In der Praxis läuft die Befreiungsvorschrift regelmäßig leer, da die Finanzverwaltung die Hürden für die Gewährung einer Ausnahme zu hoch ansetzt und dem Vernehmen nach nur eine geringe Anzahl von Anträgen positiv beschieden wurden.  

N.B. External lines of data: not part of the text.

PR #1781, opened 2017-10-11
Add JS Driver button on home page of root docs

ttmc:
I just noticed that there's no big blue button for the JavaScript Driver on the home page of the root docs.

This PR adds one.


ttmc:
It looks like somebody already went ahead and pushed this change straight to the `master` branch, therefore I will close this pull request.

PR #1798, opened 2017-10-24
Move implicit database initialization in "bigchaindb start" to command line flag

### LINKED ISSUE #1661: bigchaindb should not create tables automatically
Creating the tables automatically is a bad idea. Assume a cluster of rethinkdb servers which do not have the tables yet. Starting bigchaindb simultaneously on two servers may result in the tables being created on 2 rethinkdb nodes. This will eventually lead to conflicts. Rethinkdb then complains loudly about multiple conflicting tables with the same name.

The tables must be created manually on one node of the rethinkdb cluster. All bigchaindb instances must wait until the tables become available.

I would have hoped that there is at least an option to disable automatic table creation.

kansi:
Migrate database setup during `bigchaindb start` to command line flag `--init`
Fixes #1661

### DIFF
--- a/bigchaindb/commands/bigchaindb.py
+++ b/bigchaindb/commands/bigchaindb.py
@@ -196,7 +196,9 @@ def run_start(args):
         logger.info('RethinkDB started with PID %s' % proc.pid)
 
     try:
-        _run_init()
+        if args.initialize_database:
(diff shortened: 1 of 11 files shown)


r-marques:
I think this ready to merge 👍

Erste Fachaufsätze haben sich dieses Themas angenommen und kommen hinsichtlich der Frage, ob es sich bei der Formulierung „nach § 148 AO aus Zumutbarkeitsgründen“ um eine Rechtsgrund- oder einer Rechtsfolgenverweises handelt, zu unterschiedlichen Ergebnissen (vgl. Doege, Die (un-)mögliche Befreiung von der Belegausgabepflicht, DStR 2020, 692 ff.; Bergan, Die (un-)mögliche Befreiung von der Belegausgabepflicht, Replik zu Doege DStR 2020, 692, zugleich Anmerkung zu FG Sachsen v. 1.4.2020 – 4 V 212/20, DStR 2020, 1354 ff.).